ActRep-R1 is an innovative post-training framework that addresses the challenges of video repetitive action counting (RAC) by combining structured reasoning and reinforcement learning (RL) to adapt multimodal large language models (MLLMs) to the task. It aims to improve counting accuracy in complex scenarios where traditional methods fall short, leveraging models like Qwen-VL series. This post will break down its background, technical approach, performance, and applications.

## Background: Challenges in Repetitive Action Counting

RAC has wide applications (fitness, industrial quality inspection, medical rehab) but faces key issues:
1. Poor time modeling: Hard to capture long-term temporal dependencies in videos.
2. Limited generalization: Unstable performance across varying angles, lighting, or action variants.
3. Lack of interpretability: No clear reasoning behind count results.
While MLLMs show strong visual understanding, applying them to precise counting tasks remains an open problem—ActRep-R1 targets this gap.

## Core Design of ActRep-R1 Framework

ActRep-R1 (by Yicheng Qiu et al.) is an open-source framework based on Qwen-VL series models (Qwen2-VL, Qwen2.5-VL, Qwen3-VL). Its core ideas:
- **Structured reasoning**: Instead of direct number output, it first generates structured analysis of video content.
- **RL integration**: Uses reinforcement learning to enhance counting accuracy.
Key capabilities: Explicit reasoning, temporal awareness (understanding action cycles), self-verification (improving accuracy via validation steps).

## Three-Stage Training Pipeline

ActRep-R1's training process has three critical stages:
1. **CoT Data Generation**: Builds training data with detailed reasoning steps (how to observe video, analyze cycles, handle boundaries) instead of just video + number labels.
2. **Supervised Fine-Tuning (SFT)**: Uses CoT data to teach the model to follow reasoning formats (action recognition/location, cycle boundary detection, temporal consistency check, final count).
3. **Group Relative Policy Optimization (GRPO)**: Innovative RL step without separate reward models—uses group relative comparison to estimate advantages. It also uses Random Count Sampling (RCS) to address count distribution imbalance (more small counts in data) by stratified sampling.

## Hybrid Reward Function Design

The reward function combines two parts:
1. **Count Accuracy Reward**: Considers not only exact matches but also "Off-By-One" tolerance (e.g., 19/21 for true count 20 gets partial reward) to avoid sparse rewards.
2. **Format Compliance Reward**: Ensures the model outputs follow predefined reasoning structures (analysis steps, validation links) to maintain interpretability.
This design balances numerical precision and reasoning chain integrity.

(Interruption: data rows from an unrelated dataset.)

PR #426, opened 2023-02-15
fix of db_size metric calc

rus-alex:
Moves db_size metric calculation into singleton infinite loop, not on demand.
It is necessary because mainnet data dir is enough large and walking over the file tree takes a time.
Fixes the issue when metrics endpoint is really slow to respond.

### DIFF
--- a/cmd/opera/launcher/metrics/metrics.go
+++ b/cmd/opera/launcher/metrics/metrics.go
@@ -4,27 +4,40 @@ import (
 	"os"
 	"path/filepath"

## Engineering Implementation & Best Practices

**Toolchain**:
- Training: Supports DeepSpeed ZeRO-2/3, CPU Offload, multi-GPU evaluation.
- Model support: Built-in Qwen series, modular for new VL models.
- Evaluation: Local checkpoint assessment, API comparison (OpenAI/Gemini), metrics like OBO accuracy, exact match, MAE, RMSE.
- Data: CSV/JSONL support, flexible preprocessing, configurable max pixels.

**Best Practices**:
- Reduce memory usage: Set `--max_pixels` (e.g.,262144=672×384) for high-res videos to cut token count from ~20K to ~2.5K.
- Training stability: Avoid in-training generation-based evaluation (causes DeepSpeed ZeRO-3 hang; evaluate post-training).
- Batch calculation: Equivalent batch size = GPU count × per-device batch × gradient accumulation steps.

## Application Prospects & Academic Value

ActRep-R1's value:
- **Practical use**: Validated on RepCount dataset, open-source with docs—ready for fitness, industrial, medical applications.
- **Academic contribution**: Explores how to apply MLLM reasoning to fine-grained visual tasks (like RAC), setting a "think first, output later" paradigm for other tasks (object counting, motion analysis, quality assessment).
It retains MLLMs' generalization while achieving professional counting precision, making it a valuable resource for video understanding and RL in vision tasks.